[libre-riscv-dev] GPU design

Mon Dec 10 08:21:10 GMT 2018

On Sun, Dec 9, 2018 at 9:16 PM Jacob Lifshay <programmerjake at gmail.com> wrote:
>
> On Sun, Dec 9, 2018, 05:34 Luke Kenneth Casson Leighton <lkcl at lkcl.net
> wrote:
>
> > On Sun, Dec 9, 2018 at 12:09 PM Jacob Lifshay <programmerjake at gmail.com>
> > wrote:
> >
> > > I still think it's a good idea to build the prototype register allocator,
> > > but targeting the split reg file, to get the algorithms worked out before
> > > getting into the complexity of existing code in llvm.
> >
> >  do you mean the "renaming" mechanism? or the multiplexor?  or the
> > Reservation Stations... or all of the above? :)
> >
> I don't mean any of the hw used to implement it, i mean the part of a
> compiler that allocates architecturally-visible registers for variables.

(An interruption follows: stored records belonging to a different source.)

PR #3957, opened 2023-12-05
ci: fix false negative asan checks

scottwittenburg:
The asan tests have all been failing like [this](https://open.cdash.org/viewDynamicAnalysisFile.php?id=11065354) for some unknown amount of time, and it seems that kind of failure didn't trigger ctest to exit non-zero, which caused the check to look like it was passing.

To start with, let's see if we can get the test to actually run all those tests and see if there are any real failures.  If there are, we will have to fix them here, before merging this.


scripts/ci/cmake/ci-fedora-asan.cmake
```diff
@@ -4,7 +4,7 @@ set(ENV{CC}  clang)
 set(ENV{CXX} clang++)
 set(ASAN_FLAGS "-fsanitize=address -fno-omit-frame-pointer -pthread -mllvm -asan-use-private-alias=1 -Wno-unused-command-line-argument")
 set(ENV{ASAN_OPTIONS} "use_odr_indicator=1")
-set(ENV{LSAN_OPTIONS} "suppressions=${CMAKE_SOURCE_DIR}/thirdparty/perfstubs/perfstubs.supp")
+set(ENV{LSAN_OPTIONS} "suppressions=${CMAKE_CURRENT_LIST_DIR}/../..//thirdparty/perfstubs/perfstubs.supp")
```
vicentebolea, line 7: try this `CI_SOURCE_DIR` var instead. This is what we use in the CI

scottwittenburg:
Yikes, a lot of errors detected by asan now, but at least they're showing up properly in [cdash](https://open.cdash.org/viewDynamicAnalysisFile.php?id=11078460).

scottwittenburg:
> I can take point on resolving the actual errors for the moment.

@eisenhauer What do you think of using this ctest [feature](https://cmake.org/cmake/help/v3.18/variable/CTEST_CUSTOM_MEMCHECK_IGNORE.html) to ignore the current failures, so we can merge this PR asap?  That way we can prevent new issues from creeping in while we work on fixing the existing failures (in a new PR that adds back the current failing tests).

vicentebolea:
> But a counter-argument might be that if we fix san bugs in separate PRs, that makes it easier to backport those fixes into release_29. I guess I don't have strong feelings either way...

Thats indeed important, we cannot backport API/ABI incompatible changes such as the change of the function signature. I suggest to first add the ignore directive and later we fix this issues one by one, this will make the backporting process much easier.

eisenhauer:
> Thats indeed important, we cannot backport API/ABI incompatible changes such as the change of the function signature. I suggest to first add the ignore directive and later we fix this issues one by one, this will make the backporting process much easier.
Lets follow that approach.  I'm also concerned that the overall MinMax fix may be more complex than my changes above, so I'd propose that you guys roll back my commits, add the CTEST_CUSTOM_MEMCHECK_IGNORE spec and merge this PR.

scottwittenburg:
Hmmm, all checks passed, approval from @vicentebolea, what requirements have yet to be met?

scottwittenburg:
> what requirements have yet to be met?

I guess we require branch to be up to date before merging.

vicentebolea:
> Hmmm, all checks passed, approval from @vicentebolea, what requirements have yet to be met?

The option requires PR to be uptodate was enabled. We had some issues in some earlier pull requests that the CI was passing with this automatic merge commit but once it was merged it broke some tests. Maybe the reason was that a new commit got to master right before that was merge and that change was not tested.

vicentebolea:
I disable it again since our CI is in a good state again. I enabled it because the CI was not in a good state and I was trying to avoid further issues until the current issues were resolved.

 ah ok.  yes.  in discussions dating back to the llvm AMDGPU RFC,
 the idea occurred to me that a higher-order-function will be needed,
 to select "free registers".

 pass in an array of register+offset+elwidths (ultimately, a bitfield
indicating which *bytes* of the regfile are in use), plus an array of
register+elwidths and the "preferred vector length", and the function
will, in a similar way to malloc, find the best match to the requested
register-allocation and return a new "allocated" array/bitfield.

> SV
> is unusual in that it will need a 2-pass register allocation algorithm:
> allocating each variable a range of successive registers from the 128 SV
> rename target registers, then allocating the registers used in the actual
> instruction encodings and adding csr writes wherever they are needed.

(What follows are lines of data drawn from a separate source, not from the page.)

PR #3959, opened 2023-12-07
Several fixes for ASAN issues

eisenhauer:
Final Description:  This is a compilation of a variety of ASAN fixes.  They include:

- Fixing a couple of leaks in C bindings blockinfo handling
- Cleaning up Min/Max handling so that we don't access memory in situations where there is no min/max valid for that type.  (This may need further cleanup.  In the past we've quietly returned invalid min/max when you explicitly ask for min/max and none was calculated or none was possible.  We might want to throw an exception in that case.)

 it'll be more complex than that, due to the element widths and
offsets, and an optimiser would need to take into account the current
state (the CSR rename "stack"), using how many CSR writes it would
take to get from the current state to the desired state (and back) as
a cost guide.

> Note that I think it will be very important that we are able to write to a
> csr to change the rename cam and be able to use the new rename entry with
> the vectorized instruction able to start in the clock cycle immediately
> after the previous vectorized instruction starts, either through macro-op
> fusion or dual-issue or some other means.

 yyeah that's going to be hell when the 1D/2D/3D REMAP is active.
it'll be challenging enough as it is, because there's 28 (or so) bits
worth of state:

 * number of CSRs marked "active" (4 bits)
 * MAXVL (6 bits)
 * VL (6 bits)
 * src element offset (6 bits)
 * twin-predicated element offset (6 bits)

 that's an "ok" amount to associate with each instruction (so that
rollback can occur).  the 1D/2D/3D REMAP really isn't.

 also, neither, realistically, are the reg / predication CSR stacks.
now, we *might* be able to leverage the fact that some of them are
disabled through the "num_active" CSR (which will make a range of the
CSR stack "invisible" without actually modifying any of the entries).

 however the moment any of those CSR reg/pred stack entries are
modified, i really really strongly advocate that we stall and not
attempt to do any kind of speculative execution, not for a first
version, at least.

> We may want to add additional
> instructions that allow programming the rename table faster than the
> builtin csr instructions. I would suggest a csrrwi with a bigger immediate
> and a smaller csr selector.

 yes, ok, so if we can have "presets" - commonly-used read-only
configurations of CSR reg/pred entries - then the problem of which set
to use during speculative execution goes away.

 now, if those read-only configurations actually involve swapping in
and out alternative tables that can *also* be written to, then we have
a huge amount of flexibility, no stalling needed, the only penalty
being: now those alternative tables (16x 16-bit for reg, same for
pred) become part of the context-switch state.

l.